* **Available data**
PR #3156, opened 2026-09-10
feat(srv): Phase 3 — resolve what an agent actually reads as project instructions

AgentA-asaf:
Phase 3 of `SPEC_INSTRUCTION_AND_MEMORY_PORTABILITY_2026_09_09.md`, the read half. Builds on #3154. Tracking: #3148.

**The gap.** AgentMux could say what it *wrote* into an agent's working directory and nothing about what the agent would *read* there. The only thing ever recorded about a file it found already present was a single boolean, `import_line_offered` — no path, no hash, no content (spec §2.4). A repository's own `CLAUDE.md` can be the majority of what an agent is told, and it was invisible.

`resolve_project_instructions` answers the question. For each file: path, whether it exists, size, a SHA-256 of its bytes, an `agentmux`/`foreign` owner, and its content.

**What is in the set.** The provider's `native_instruction_sources` — not the single file AgentMux writes — plus `.claude/AGENTMUX_MEMORY.md` where the `@`-import fallback applies, since that file is genuinely read and is AgentMux's own contribution. Copilot's `.github/instructions/**/*.instructions.md` is expanded by a bounded recursive scan.

**The states that are easy to get wrong**, each reported rather than collapsed into absence:

| Case | Reported as |
|---|---|
| Provider looks here, finds nothing | `exists: false`, kept in the list |
| A directory where a file should be | `exists: true` + `error` |
| Bytes that are not UTF-8 | hash present, `content` empty, `error` set |
| File over the 10 MB read cap | `truncated`, still listed |
| Scan matches more than 200 files | explicit overflow entry, not a silent prefix |

Hashing is over bytes rather than the decoded string, so it stays stable for content that cannot be decoded — which is exactly the case where `content` is unavailable. Scan results are sorted, so two calls agree; directory iteration order does not leak through. Symlinked directories are not followed, because a link out of the working directory would silently widen the answer beyond the project.

**`agent.project_instructions`** exposes it, agent-scoped behind `check_s1` — a working directory's contents are not window-scoped data the way a bundle is.

**Read-only, with no write counterpart, permanently.** A foreign instruction file belongs to the repository. `SPEC_CLAUDE_MD_OWNERSHIP_PROTECTION_2026_08_22.md` exists to keep AgentMux out of it, and a portability feature must not become the way around that (spec §5.2).

**Tests** — 11, covering the Copilot four-source case that motivated the field, the recursive scan and its suffix filter, overflow reporting, stable ordering, owner classification both ways, the hash moving when the file does, and each of the error states above.

**Verification**
```
cargo test -p agentmux-srv              → 3247 passed, 0 failed
npx vitest run test/contract/...        → 4 passed (new command added to the backend-only baseline)
```

Next: recording these observations so a foreign file changing under a running agent becomes visible, then carrying them in the export.

### DIFF
--- a/.changesets/1789027537-feat-srv-agent-project-instructions-reports-every-file-an-ag-jf0d.md
+++ b/.changesets/1789027537-feat-srv-agent-project-instructions-reports-every-file-an-ag-jf0d.md
@@ -1,0 +1,5 @@
+---
+type: patch
+---
+
+feat(srv): agent.project_instructions reports every file an agent will read as instructions, with a content hash and an agentmux/foreign owner
--- a/agentmux-srv/src/backend/mod.rs
+++ b/agentmux-srv/src/backend/mod.rs
@@ -16,6 +16,7 @@ pub mod mcp_probe;
 pub mod mcp_seed;
 /// Phase E.4.B Phase 4 — pure layout-tree helpers (Rust port of layoutTree.ts).
 pub mod layout;
+pub mod project_instructions;
 pub mod providers;
 pub mod model_catalog;
 pub mod config_watcher_fs;
--- a/agentmux-srv/src/backend/project_instructions.rs
+++ b/agentmux-srv/src/backend/project_instructions.rs
@@ -262,43 +262,73 @@ pub const MAX_TOTAL_INSTRUCTION_BYTES: u64 = 8 * 1024 * 1024;
 /// order is not. Symlinked directories are not followed: a link out of the
 /// working directory would silently widen what this reports beyond the
 /// project, and `read_one` still reads a symlinked *file* normally.
+/// Ceiling on directories entered during one scan.
+///
+/// The file cap alone does not bound a deep or wide tree that contains few
+/// matches — the walk still has to enter every directory to find that out.
+const MAX_SCANNED_DIRECTORIES: usize = 500;
+
+/// Collect qualifying files under one declared scan directory.
+///
+/// **Bounded during traversal, not after it.** Collecting everything and then
+/// truncating leaves the advertised ceiling doing nothing about the cost it
+/// exists to bound: a repository-controlled directory with a very large number
+/// of matches still gets fully walked, allocated and sorted first (Codex, PR
+/// #3156). The walk now stops as soon as it has one file more than the cap,
+/// which is exactly enough to know the limit was hit.
+///
+/// Entries are sorted at each level before descending, so stopping early still
+/// yields the same set every time. Without that, an early stop would return
+/// whatever the filesystem happened to hand back first.
+///
+/// Symlinks are skipped outright: `file_type()` does not follow the link,
+/// unlike `metadata()`, which resolves the target and reports
+/// `is_symlink() == false` for every symlink — so an earlier guard written
+/// against `metadata()` never fired at all. A scanned directory is
+/// repository-controlled, and nothing about "follow this link" can be verified
+/// from here; the declared literal paths are still read through links, which
+/// is an ordinary layout.
+///
+/// Returns true when the cap was reached.
 fn scan_dir(
     working_dir: &Path,
     scan: &providers::InstructionDirScan,
     out: &mut Vec<String>,
-) {
+) -> bool {
     fn walk(
         root: &Path,
         dir: &Path,
         suffix: &str,
         recursive: bool,
         found: &mut Vec<String>,
+        dirs_visited: &mut usize,
     ) {
+        if found.len() > MAX_SCANNED_INSTRUCTION_FILES || *dirs_visited >= MAX_SCANNED_DIRECTORIES {
+            return;
+        }
+        *dirs_visited += 1;
+
         let Ok(entries) = std::fs::read_dir(dir) else {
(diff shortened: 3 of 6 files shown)


a5af:
@codex review

AgentA-asaf:
P1 confirmed and fixed in `654848a5d`. Verified both citations: the side file is written with a bare `std::fs::write(&memory_path, generated_content)` at `agent_config.rs:1207`, and `agent_config.rs:990` calls it "100% AgentMux's own content".

So the marker test returned `foreign` for it every time — backwards for the one field whose stated job is deciding whether a file is ours to touch, and wrong for precisely the file this feature includes *because* it is AgentMux's contribution. The doc comment and the behaviour disagreed, and the doc comment was right.

Ownership for that exact path is now by construction rather than by marker, which is not a guess: AgentMux creates the path, regenerates it on every launch, and the ownership protection exists because the *other* file at that location is not ours. Everything else still goes through the marker test.

Added `only_the_side_file_gets_ownership_by_path` so the path rule cannot quietly widen — an unmarked `CLAUDE.md` must stay `foreign`, since that is the premise the whole ownership protection rests on.

17 project-instruction tests pass.

AgentA-asaf:
All five findings across both reviews are fixed; the last two commits are `001c49603` and `66e3407e7`.

**ReAgent P0 — slug vs UUID.** Correct, and it made the RPC return "no agent" for every real caller. `check_s1` authenticates a slug; `agent_def_get` queries by UUID. The existing test helper sets `id == slug`, so nothing in the suite could have caught it — the new test keeps them deliberately different, which is the actual lesson.

I delegated to the existing `resolve_agent_definition_id` rather than hand-rolling the two-tier lookup. It already carries the registry-only fallback a previous review round forced in, for a live agent that never created a local `db_agents` row; a fresh lookup here would have reopened that hole. `native_memory_handlers` documents the same trap at its own slug resolution, which is where I should have looked first.

**Codex, four findings, all real:**

1. **Working directory.** The resolver read the stored value raw while launch resolves a blank one to `default_agent_working_dir` and expands `~`. For default-workdir agents — the common case per `SPEC_FIX_PERSONAL_MEMORY_EMPTY_WORKDIR_2026_09_01.md` — it reported nothing at all. `effective_working_dir` reproduces both steps, and writing its test showed the blank case needs the expansion too, since the default is itself a tilde path.
2. **Side file gating.** Right that a `CLAUDE.md` write target does not mean the side file is read. Inclusion now tests for the actual `@` line, so a managed `CLAUDE.md` or a hand-removed import no longer reports stale content as instructions being consumed.
3. **Symlink guard.** The sharpest of the four: `metadata()` follows the link, so `is_symlink()` was always false and **the guard never fired at all**. Now `file_type()`, which does not follow, and symlinks are skipped outright inside a scan.
4. **Aggregate cap.** Correct that per-file and per-count ceilings do not bound the payload between them. Past an 8 MiB budget a file is still listed with hash and metadata; only content is dropped.

The side-file ownership finding you both raised was already fixed in `654848a5d`.

`cargo test -p agentmux-srv`: 3255 passed, 0 failed.

AgentA-asaf:
Fixed in `67a922386` — and thank you for catching that I missed it: this was Codex's sixth finding on this PR and I addressed only five, so the re-review is what actually caught the gap.

The substance is right. The ceiling was applied *after* `scan_dir` had recursively collected and sorted every match, so it did nothing about the CPU and memory cost it was introduced to bound. The walk now stops as soon as it holds one file more than the cap, which is exactly enough to know the limit was hit, plus a directory budget for a deep or wide tree containing few matches — the file cap alone cannot bound that, since the walk still has to enter every directory to find out.

One consequence worth naming: stopping early is only honest because entries are now sorted at each level *before* descending. Without that the result is whichever prefix the filesystem handed back first, and two calls would disagree. That is covered by `an_overflowing_scan_stops_early_and_still_returns_the_same_set`.

The overflow message also no longer claims an exact total, because counting the remainder would mean doing the traversal the cap exists to avoid.

AgentA-asaf:
P0 fixed in `48ea408a4`. You were right to raise it twice — I fixed the traversal bound and did not go back to the root check, which is a real escape and the more serious of the two.

The hole: guarding child entries does nothing when the scan directory *itself* is a link. `read_dir` follows it transparently, the paths still `strip_prefix` cleanly, and the outside file's content and hash go out over the authenticated RPC — contradicting this PR's own stated guarantee. My symlink test linked a *child*, so it could never have caught the root. That is the part worth keeping: the test was shaped like the fix I had written rather than like the property I claimed.

Fixed by canonicalizing both sides and requiring the scan root to live under the working directory. That closes the class rather than the reported shape — a symlinked final component, a symlinked ancestor such as `.github`, and `..` traversal all fail the same check.

A refused directory is now **reported** as an entry with an explicit error rather than silently omitted. A repository that has pointed its instruction directory out of the project is exactly what an operator should see.

New test `a_symlinked_scan_root_is_refused_and_reported` covers the root case specifically, alongside the existing nested one.

`cargo test -p agentmux-srv`: green, 20 project-instruction tests.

* **Required work**
In the listing above, find the line with "it was invisible." and the line with "and its content.", then print exactly those lines and every line between them.

* **Finished task**
**The gap.** AgentMux could say what it *wrote* into an agent's working directory and nothing about what the agent would *read* there. The only thing ever recorded about a file it found already present was a single boolean, `import_line_offered` — no path, no hash, no content (spec §2.4). A repository's own `CLAUDE.md` can be the majority of what an agent is told, and it was invisible.

`resolve_project_instructions` answers the question. For each file: path, whether it exists, size, a SHA-256 of its bytes, an `agentmux`/`foreign` owner, and its content.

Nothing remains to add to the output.